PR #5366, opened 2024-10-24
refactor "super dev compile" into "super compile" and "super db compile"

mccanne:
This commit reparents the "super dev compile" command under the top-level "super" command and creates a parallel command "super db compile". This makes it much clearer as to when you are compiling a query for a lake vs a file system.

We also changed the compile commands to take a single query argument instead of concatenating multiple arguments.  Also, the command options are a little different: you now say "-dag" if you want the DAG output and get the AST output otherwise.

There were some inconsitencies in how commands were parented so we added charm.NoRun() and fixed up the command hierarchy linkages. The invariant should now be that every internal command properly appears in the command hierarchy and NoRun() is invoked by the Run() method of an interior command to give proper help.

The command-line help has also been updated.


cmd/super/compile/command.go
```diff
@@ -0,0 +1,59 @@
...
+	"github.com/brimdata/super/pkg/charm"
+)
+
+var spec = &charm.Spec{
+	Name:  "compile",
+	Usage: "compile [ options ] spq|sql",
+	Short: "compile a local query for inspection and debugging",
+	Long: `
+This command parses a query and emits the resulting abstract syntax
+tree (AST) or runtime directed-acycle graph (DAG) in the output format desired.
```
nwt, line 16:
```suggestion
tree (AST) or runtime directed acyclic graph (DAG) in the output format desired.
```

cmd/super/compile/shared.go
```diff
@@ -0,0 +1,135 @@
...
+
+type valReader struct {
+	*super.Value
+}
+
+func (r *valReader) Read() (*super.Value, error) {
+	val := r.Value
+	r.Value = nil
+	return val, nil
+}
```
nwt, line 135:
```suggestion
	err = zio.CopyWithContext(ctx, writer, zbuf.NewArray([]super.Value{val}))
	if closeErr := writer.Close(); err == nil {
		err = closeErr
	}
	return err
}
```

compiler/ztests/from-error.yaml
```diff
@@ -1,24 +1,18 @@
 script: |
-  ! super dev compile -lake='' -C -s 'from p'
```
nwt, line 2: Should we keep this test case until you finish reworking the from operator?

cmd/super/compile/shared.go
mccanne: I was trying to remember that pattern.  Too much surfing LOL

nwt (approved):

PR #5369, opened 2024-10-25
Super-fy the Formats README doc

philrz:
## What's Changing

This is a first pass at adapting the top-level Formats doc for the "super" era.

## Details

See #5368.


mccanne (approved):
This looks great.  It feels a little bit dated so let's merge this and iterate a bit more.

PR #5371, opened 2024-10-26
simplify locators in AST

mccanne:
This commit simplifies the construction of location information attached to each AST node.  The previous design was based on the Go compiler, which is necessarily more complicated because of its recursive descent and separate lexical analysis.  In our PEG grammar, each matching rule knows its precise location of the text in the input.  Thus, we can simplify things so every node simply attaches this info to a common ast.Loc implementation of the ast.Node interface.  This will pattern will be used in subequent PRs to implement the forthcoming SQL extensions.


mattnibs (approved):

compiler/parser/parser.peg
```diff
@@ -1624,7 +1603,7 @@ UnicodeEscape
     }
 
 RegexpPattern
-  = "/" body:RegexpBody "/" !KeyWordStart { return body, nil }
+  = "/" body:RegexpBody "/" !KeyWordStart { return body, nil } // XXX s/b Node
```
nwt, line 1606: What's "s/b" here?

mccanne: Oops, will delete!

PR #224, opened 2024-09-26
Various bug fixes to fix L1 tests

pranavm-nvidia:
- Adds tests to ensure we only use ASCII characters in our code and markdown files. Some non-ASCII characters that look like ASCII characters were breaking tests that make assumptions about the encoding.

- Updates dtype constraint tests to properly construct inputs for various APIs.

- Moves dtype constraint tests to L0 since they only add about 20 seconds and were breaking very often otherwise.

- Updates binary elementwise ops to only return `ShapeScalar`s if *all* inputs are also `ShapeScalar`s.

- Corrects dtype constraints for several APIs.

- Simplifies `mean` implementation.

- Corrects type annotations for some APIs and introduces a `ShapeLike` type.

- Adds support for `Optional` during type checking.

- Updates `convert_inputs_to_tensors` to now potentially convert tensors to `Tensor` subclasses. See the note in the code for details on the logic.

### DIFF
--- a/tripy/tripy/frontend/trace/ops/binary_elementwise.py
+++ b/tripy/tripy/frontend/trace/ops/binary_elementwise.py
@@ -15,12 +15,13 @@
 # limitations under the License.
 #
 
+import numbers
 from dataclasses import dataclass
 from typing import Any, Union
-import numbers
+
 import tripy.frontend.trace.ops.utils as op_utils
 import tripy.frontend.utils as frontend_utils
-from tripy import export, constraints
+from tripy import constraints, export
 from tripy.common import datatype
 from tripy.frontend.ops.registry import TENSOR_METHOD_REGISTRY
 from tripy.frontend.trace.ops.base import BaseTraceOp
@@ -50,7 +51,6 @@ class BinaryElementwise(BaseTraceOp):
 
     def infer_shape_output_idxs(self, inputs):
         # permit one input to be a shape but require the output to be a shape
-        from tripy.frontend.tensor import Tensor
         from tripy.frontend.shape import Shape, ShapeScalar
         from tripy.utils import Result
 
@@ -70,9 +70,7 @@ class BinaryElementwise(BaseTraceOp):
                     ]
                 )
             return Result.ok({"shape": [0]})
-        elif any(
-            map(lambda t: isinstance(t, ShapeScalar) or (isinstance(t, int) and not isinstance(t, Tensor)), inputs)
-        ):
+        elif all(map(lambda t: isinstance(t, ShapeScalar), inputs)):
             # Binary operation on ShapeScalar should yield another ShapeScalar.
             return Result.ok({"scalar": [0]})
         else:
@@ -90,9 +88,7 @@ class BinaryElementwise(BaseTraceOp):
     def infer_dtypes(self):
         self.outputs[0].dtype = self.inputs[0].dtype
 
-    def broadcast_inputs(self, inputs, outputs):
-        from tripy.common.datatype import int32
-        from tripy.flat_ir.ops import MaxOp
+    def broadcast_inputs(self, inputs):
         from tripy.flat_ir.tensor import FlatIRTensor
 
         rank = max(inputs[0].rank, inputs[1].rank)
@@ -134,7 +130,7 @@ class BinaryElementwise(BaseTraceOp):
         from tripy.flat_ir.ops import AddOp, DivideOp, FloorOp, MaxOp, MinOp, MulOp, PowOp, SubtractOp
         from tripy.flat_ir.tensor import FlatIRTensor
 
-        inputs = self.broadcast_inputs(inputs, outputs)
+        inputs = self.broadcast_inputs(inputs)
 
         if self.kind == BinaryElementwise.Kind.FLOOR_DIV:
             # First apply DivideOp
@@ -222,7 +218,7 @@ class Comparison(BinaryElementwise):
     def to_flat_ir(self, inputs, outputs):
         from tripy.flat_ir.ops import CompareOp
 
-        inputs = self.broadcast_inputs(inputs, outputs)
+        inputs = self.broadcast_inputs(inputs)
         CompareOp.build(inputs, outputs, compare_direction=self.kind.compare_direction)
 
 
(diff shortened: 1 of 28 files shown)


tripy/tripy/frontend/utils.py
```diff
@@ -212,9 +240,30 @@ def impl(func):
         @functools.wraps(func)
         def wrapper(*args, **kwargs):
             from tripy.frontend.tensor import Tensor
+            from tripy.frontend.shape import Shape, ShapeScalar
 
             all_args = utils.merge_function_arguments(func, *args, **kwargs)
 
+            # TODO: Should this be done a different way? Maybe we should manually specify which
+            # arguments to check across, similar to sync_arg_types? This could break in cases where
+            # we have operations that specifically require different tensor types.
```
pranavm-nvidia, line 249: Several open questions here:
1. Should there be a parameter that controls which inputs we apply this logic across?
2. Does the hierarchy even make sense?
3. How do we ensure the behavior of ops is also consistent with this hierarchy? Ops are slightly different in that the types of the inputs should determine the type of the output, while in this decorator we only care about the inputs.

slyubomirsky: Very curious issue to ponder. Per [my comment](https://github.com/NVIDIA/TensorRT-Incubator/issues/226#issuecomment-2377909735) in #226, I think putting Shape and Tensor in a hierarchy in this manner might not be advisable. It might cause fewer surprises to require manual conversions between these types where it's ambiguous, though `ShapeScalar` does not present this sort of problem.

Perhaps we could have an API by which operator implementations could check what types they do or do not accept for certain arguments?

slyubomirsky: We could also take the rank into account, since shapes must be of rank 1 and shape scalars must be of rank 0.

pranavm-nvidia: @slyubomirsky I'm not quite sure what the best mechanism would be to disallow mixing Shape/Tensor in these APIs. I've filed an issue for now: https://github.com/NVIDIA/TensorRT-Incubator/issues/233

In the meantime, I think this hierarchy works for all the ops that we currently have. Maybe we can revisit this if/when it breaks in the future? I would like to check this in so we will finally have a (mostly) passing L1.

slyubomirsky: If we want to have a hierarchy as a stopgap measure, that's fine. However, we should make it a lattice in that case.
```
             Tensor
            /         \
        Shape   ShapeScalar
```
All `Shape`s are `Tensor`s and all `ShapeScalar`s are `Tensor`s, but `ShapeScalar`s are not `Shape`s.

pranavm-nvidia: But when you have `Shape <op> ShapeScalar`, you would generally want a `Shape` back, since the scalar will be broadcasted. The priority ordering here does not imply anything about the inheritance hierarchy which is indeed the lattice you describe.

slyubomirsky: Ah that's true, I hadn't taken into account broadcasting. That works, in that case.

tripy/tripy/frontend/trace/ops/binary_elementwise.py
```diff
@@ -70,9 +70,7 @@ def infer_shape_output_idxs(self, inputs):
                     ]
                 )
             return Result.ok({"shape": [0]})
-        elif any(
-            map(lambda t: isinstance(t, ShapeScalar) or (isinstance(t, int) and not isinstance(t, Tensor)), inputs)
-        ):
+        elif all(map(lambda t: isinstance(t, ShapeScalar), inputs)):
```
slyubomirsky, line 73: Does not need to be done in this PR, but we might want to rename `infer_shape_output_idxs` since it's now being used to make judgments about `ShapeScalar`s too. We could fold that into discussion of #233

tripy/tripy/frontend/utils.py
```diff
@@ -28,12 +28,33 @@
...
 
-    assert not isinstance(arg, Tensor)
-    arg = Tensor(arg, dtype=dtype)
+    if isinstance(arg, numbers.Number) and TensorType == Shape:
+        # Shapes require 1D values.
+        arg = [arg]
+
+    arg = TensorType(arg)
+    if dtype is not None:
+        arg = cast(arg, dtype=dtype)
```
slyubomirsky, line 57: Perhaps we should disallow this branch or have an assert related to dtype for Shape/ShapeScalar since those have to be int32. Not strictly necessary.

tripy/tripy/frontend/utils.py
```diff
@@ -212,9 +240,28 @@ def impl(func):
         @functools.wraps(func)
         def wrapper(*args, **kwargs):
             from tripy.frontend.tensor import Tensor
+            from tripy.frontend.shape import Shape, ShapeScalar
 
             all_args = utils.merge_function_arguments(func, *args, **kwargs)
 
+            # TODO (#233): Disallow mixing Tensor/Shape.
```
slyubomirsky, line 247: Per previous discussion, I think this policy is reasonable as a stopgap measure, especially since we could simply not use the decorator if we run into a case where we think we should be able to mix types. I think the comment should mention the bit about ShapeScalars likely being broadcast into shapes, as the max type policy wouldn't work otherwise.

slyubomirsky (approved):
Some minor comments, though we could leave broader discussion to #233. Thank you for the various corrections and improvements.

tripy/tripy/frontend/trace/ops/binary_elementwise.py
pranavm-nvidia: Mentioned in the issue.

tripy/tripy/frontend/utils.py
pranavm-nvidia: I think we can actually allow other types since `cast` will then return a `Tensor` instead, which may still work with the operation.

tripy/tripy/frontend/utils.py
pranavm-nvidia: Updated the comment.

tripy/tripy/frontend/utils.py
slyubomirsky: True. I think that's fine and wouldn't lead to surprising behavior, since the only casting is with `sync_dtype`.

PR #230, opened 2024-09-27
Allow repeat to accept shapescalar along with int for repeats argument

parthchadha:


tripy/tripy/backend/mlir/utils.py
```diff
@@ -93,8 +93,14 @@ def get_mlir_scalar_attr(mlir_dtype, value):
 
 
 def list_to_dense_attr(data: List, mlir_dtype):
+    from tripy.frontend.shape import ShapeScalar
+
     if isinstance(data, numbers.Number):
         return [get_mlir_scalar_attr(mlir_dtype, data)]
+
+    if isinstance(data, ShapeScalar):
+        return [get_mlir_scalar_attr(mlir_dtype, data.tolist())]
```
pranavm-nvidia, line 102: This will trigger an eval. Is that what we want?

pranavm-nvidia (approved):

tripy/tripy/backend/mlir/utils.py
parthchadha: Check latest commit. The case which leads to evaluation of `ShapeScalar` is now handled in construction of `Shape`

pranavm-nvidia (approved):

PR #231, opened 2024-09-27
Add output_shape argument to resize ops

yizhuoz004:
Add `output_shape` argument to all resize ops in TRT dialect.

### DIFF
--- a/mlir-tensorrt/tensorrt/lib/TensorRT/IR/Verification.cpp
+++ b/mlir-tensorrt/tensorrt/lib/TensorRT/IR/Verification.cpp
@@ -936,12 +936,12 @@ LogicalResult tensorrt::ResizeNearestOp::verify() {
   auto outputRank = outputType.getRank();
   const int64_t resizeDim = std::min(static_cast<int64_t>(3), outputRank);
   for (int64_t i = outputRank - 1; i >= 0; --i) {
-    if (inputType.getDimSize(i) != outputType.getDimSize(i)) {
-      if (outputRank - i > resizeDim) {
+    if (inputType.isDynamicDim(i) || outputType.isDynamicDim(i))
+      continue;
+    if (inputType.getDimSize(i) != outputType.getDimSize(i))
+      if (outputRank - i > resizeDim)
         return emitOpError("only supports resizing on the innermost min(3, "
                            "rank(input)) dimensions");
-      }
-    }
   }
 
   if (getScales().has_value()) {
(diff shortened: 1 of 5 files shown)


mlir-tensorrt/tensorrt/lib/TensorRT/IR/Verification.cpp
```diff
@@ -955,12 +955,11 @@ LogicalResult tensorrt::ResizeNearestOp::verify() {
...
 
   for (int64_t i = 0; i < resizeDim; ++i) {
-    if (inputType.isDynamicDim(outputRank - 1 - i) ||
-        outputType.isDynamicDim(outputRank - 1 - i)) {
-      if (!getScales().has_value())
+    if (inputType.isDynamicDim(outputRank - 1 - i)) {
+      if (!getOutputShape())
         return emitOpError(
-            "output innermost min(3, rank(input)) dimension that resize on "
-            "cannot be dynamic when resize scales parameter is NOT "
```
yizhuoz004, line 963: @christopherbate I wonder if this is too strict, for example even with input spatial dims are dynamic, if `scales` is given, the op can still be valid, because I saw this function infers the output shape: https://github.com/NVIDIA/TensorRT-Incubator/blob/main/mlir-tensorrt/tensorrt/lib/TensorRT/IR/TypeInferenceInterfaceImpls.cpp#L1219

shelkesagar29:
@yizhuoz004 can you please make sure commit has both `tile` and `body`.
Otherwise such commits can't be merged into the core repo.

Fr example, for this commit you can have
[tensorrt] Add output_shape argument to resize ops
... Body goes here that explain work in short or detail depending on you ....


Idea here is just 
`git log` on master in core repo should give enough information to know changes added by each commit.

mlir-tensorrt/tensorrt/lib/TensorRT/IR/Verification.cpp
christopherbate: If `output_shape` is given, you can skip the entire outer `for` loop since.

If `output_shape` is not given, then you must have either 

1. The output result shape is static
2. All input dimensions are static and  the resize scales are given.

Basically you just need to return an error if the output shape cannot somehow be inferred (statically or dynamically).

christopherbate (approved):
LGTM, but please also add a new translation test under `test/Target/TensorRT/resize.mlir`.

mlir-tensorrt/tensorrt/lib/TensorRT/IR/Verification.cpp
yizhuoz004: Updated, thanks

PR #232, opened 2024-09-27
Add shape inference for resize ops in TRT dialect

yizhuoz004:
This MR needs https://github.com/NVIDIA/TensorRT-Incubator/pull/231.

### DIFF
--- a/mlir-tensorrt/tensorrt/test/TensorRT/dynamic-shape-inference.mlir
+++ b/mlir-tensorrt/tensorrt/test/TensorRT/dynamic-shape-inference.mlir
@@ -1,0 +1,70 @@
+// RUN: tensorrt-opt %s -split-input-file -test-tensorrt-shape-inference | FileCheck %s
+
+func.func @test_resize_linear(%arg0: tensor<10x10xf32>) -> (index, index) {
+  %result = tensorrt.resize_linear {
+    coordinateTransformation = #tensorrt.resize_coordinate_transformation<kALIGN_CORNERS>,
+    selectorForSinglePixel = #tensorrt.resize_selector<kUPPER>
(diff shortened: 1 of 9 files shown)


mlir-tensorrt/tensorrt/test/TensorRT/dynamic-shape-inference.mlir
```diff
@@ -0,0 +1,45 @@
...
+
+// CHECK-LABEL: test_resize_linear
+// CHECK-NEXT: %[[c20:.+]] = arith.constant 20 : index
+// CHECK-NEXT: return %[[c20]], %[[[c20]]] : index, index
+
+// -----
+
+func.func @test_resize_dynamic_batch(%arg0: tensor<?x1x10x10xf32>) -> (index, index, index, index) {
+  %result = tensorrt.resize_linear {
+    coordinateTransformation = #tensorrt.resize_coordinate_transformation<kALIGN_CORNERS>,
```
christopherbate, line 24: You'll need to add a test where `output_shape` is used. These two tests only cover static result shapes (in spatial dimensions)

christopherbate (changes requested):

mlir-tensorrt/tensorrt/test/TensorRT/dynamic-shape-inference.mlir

============================================================

**TASK REQUIREMENTS**: What is needed is how many lines of the listing include the string "into", given as a bare number.

**ANSWER**: 6